Here’s How the Nation’s Crop of Farm Banks Have Been Performing, According to FDIC

WASHINGTON—Farm banks continue to play a vital role in supporting U.S. agricultural producers and rural communities, according to a new FDIC report, which found that while they hold just 2% of all bank loans in the U.S., farm banks hold 44% of all bank-held agricultural loans.

The report, “Farm Banks: Resilience Through Changing Conditions,” was published in the FDIC Quarterly.
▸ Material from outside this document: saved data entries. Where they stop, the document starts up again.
Issue #322, opened 2024-06-11
Way of allowing simple form-based navigations for Search


tunetheweb:
Currently speculative navigation only works for links. This seems sensible as we only want to speculate safe, idempotent results.

However Search forms on sites are incredibly common and is usually a safe GET request too. They are also often slower pages (especially for client-rendered search results) that would benefit from speculating in advance. However at present Chrome does not see these as navigations that can reuse prefetch nor prerendered speculations.

[Some have had success with prerendering](https://x.com/TimVereecke/status/1800100536647311579) search results, even though the prerendering search results page will not be used, due to the fact that the page (and it's assets like thumbnails) are then available in the HTTP cache for the subsequent form-based navigation.

While this pre-warming the cache does create performance benefits, it is not as good as allowing the the navigation to use the speculation directly. One reason for that is this benefit depends on the page being cacheable and sadly many are not. One of the benefits of the Speculation Rules API over `<link rel=prefetch>` is it does work for non-cacheable documents providing the speculation is activated (which, as I say, it is not with a form-based GET navigation).

Others are suggesting [other ways of hacking around this](https://github.com/WordPress/performance/issues/1291) by intercepting the form-based navigation and instead using JavaScript to speculate and then navigate, which does allow the speculation to be used, but at the cost of complexity and it feels a bit icky to have to do this.

Should we support this navigately? Maybe with a `<form>` attribute that can be added to the markup? For example:
```html
<form allow-speculation="true" method="get" action="/search">
  ...
</form>
```

This should be restricted to `get` methods IMHO.

jeremyroman:
If the form navigation itself has to be stopped, I don't see why that wouldn't work already -- we should still be able to serve a prefetched/prerendered response to a GET form submission. If we can't, that's probably straightforward to address. (Document rules won't pick it up, which I suppose we could if this were common, but that aspect doesn't seem high priority.)

Experimentally this [seems to work fine](https://sour-ethereal-punishment.glitch.me/) in Chrome for prefetch, so maybe this is just a prerendering bug? The given failure reason is "The prerender was not used because during activation time, different navigation parameters (e.g., HTTP headers) were calculated than during the original prerendering navigation request."

If you agree, maybe that can just turn into a Chromium bug against Internals>Preload>Prerender?

jeremyroman:
For clarity, I'm still happy to keep the idea of document rules handling this in the future around somewhere, of course!

tunetheweb:
[...]

PR #424, opened 2026-01-23
Add more details which `form_submission` is needed

robertlin-chromium:
Add more details to the reason why this field only applies to prerender.

### DIFF
--- a/prerendering-form-submission.md
+++ b/prerendering-form-submission.md
@@ -13,7 +13,7 @@ It should be noted the speculation will need to be triggered by the page in some
 ### More details
 
 Note that this field is only required for prerender. On the other hand, prefetch speculation rules can be used by form navigations without specifying this field.
-The key difference is that unlike prefetch, which only downloads HTML resources, prerendering actually starts the navigation. Because parameters are involved, using a standard (non-form) prerender for a form submission will result in breakage.
+The key difference is that unlike prefetch, which only downloads HTML resources, prerendering actually starts the navigation. Because internal navigation parameters in a browser are predetermined, using a standard (non-form) prerender for a form submission will result in breakage.
 
 ## Example
 
--- a/prerendering-form-submission.md
+++ b/prerendering-form-submission.md
@@ -13,7 +13,7 @@ It should be noted the speculation will need to be triggered by the page in some
 ### More details
 
 Note that this field is only required for prerender. On the other hand, prefetch speculation rules can be used by form navigations without specifying this field.
-The key difference is that unlike prefetch, which only downloads HTML, prerendering actually starts the navigation. Because parameters are involved, using a standard (non-form) prerender for a form submission will result in breakage."
+The key difference is that unlike prefetch, which only downloads HTML resources, prerendering actually starts the navigation. Because parameters are involved, using a standard (non-form) prerender for a form submission will result in breakage.
 
 ## Example
 
--- a/prerendering-form-submission.md
+++ b/prerendering-form-submission.md
@@ -13,7 +13,7 @@ It should be noted the speculation will need to be triggered by the page in some
 ### More details
 
 Note that this field is only required for prerender. On the other hand, prefetch speculation rules can be used by form navigations without specifying this field.
-The key difference is that unlike prefetch, which only downloads HTML resources, prerendering actually starts the navigation. Because internal navigation parameters in a browser are predetermined, using a standard (non-form) prerender for a form submission will result in breakage.
+The key difference is that unlike prefetch, which only downloads HTML resources, prerendering actually starts the navigation. Because internal navigation parameters in a browser are predetermined, using a standard (non-form) prerender for a form submission will result in problems mentioned in the section "Design considerations and alternatives considered".
 
 ## Example
 
--- a/prerendering-form-submission.md
+++ b/prerendering-form-submission.md
@@ -3,11 +3,8 @@
 Currently, form submissions cannot activate prerendered pages by design, due to internal browser limitations. In at least Chrome, ordinary form submission navigations have special state and run extra checks that ordinary prerenders don't experience.
 This means that a form submission can never activate a prerender, because the prerender was not prepared properly as a form submission.
 On the other hand, prefetch speculation rules, which only downloads HTML resources without starting a navigation with the internal state, can be used by form navigations without specifying this field.
-Examples include a simple search form which results in a “/search?q=XXX” GET request navigation, [support of which has been requested by web developers](https://issues.chromium.org/issues/346555939).
 
-## The proposal
-
-Introduce the `form_submission` field to speculation rules, allowing web developers to specify which speculative navigation is a form submission one. This will only be available for GET form-based speculations.
+We propose an addition to the Speculation Rules API, which allows web developers to specify form_submission in their speculation rules for prerenders, which directs the browser to prepare the prerender as a form submission, so that it can be activated by real form submission navigations. Examples include a simple search form which results in a “/search?q=XXX” GET request navigation, [support of which has been requested by web developers](https://issues.chromium.org/issues/346555939).
 
 It should be noted the speculation will need to be triggered by the page in some manner (e.g. by injecting the rule with JavaScript on hovering over the submit button). This proposal does not add functionality to trigger the speculation, but simply allows a previously-initiated speculation to be matched upon navigation.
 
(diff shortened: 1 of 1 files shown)


prerendering-form-submission.md
```diff
@@ -10,6 +10,11 @@ Introduce the `form_submission` field to speculation rules, allowing web develop
 
 It should be noted the speculation will need to be triggered by the page in some manner (e.g. by injecting the rule with JavaScript on hovering over the submit button). This proposal does not add functionality to trigger the speculation, but simply allows a previously-initiated speculation to be matched upon navigation.
 
+### More details
+
+Note that this field is only required for prerender. On the other hand, prefetch speculation rules can be used by form navigations without specifying this field.
+The key difference is that unlike prefetch, which only downloads HTML resources, prerendering actually starts the navigation. Because parameters are involved, using a standard (non-form) prerender for a form submission will result in breakage.
```
domfarolino: Do you mean "query" parameters? (If so, please specify). And why would that "result in breakage"? Is it because we ignore query parameters in prerender URL matching?

Because if we *don't* ignore query parameters, and we instead respect them, then you can imagine I prerender (non-form) the page `./prerender.html?name=foo&email=bar`, and then later submit a form with those exact parameters. As long as we match the full URL from the form submission against all live prerenders, if they match, why shouldn't my form navigation be able to activate an earlier non-form prerender that communicates the same exact data?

More specifically, the FDIC said it found that as of year-end 2020:

  • Farm banks, which tend to be small, are geographically concentrated in the upper Midwest. The typical farm bank holds agricultural loans equal to 224% of its capital.
  • A lengthy period of prosperity in agriculture that ended in 2013 was followed by a generally slow, weak recovery. The swings, both positive and negative, were particularly pronounced in the Midwest, the FDIC said.
  • Farm banks have performed well despite the agricultural industry’s challenges since 2014. Although a small subset of farm banks are reporting elevated loan delinquencies, problem loan levels at farm banks overall remain “modest.”
  • Most farmers and farm banks acted with caution with farm real estate lending during the boom in farmland values that accompanied the income boom. “This contrasts with behavior during a similar price boom in the 1970s, and has given farm banks the flexibility to work with financially stressed borrowers by tapping into their farmland equity,” the FDIC said.
  • The COVID-19 pandemic initially looked to be harmful for U.S. agriculture, but record government payments helped forecasted 2020 farm income reach the highest level since 2013. The FDIC report suggests early forecasts suggest that farm income in 2021 will not be as strong as 2020, but may still be above the long-term average.

Additional Findings

In addition, the FDIC said it also found:

  • Deposit growth from June 30, 2019 to June 30, 2020 was driven by policies and programs implemented by U.S. fiscal and monetary authorities to alleviate financial hardship caused by the COVID-19 pandemic, and by an increase in savings as a percentage of income among U.S. households.
  • Noncommunity banks and bank offices located in metropolitan counties reported the highest rates of deposit growth in the year ending June 30, 2020.
  • The number of offices of FDIC-insured institutions declined for the 11th consecutive year, although the rate of decline in the number of offices was lower in 2020 than in the three previous years.
  • The percentage of offices acquired in mergers that were closed by the acquiring institution was lower in 2020 than in any of the previous ten years.
  • The rate of decline in the number of offices was higher in metropolitan counties than in micropolitan and rural counties.
  • The relatively low rate of decline in the number of offices was influenced by the fact that the number of new offices opened was the highest since 2014, and that the number of offices closed was the lowest since 2015.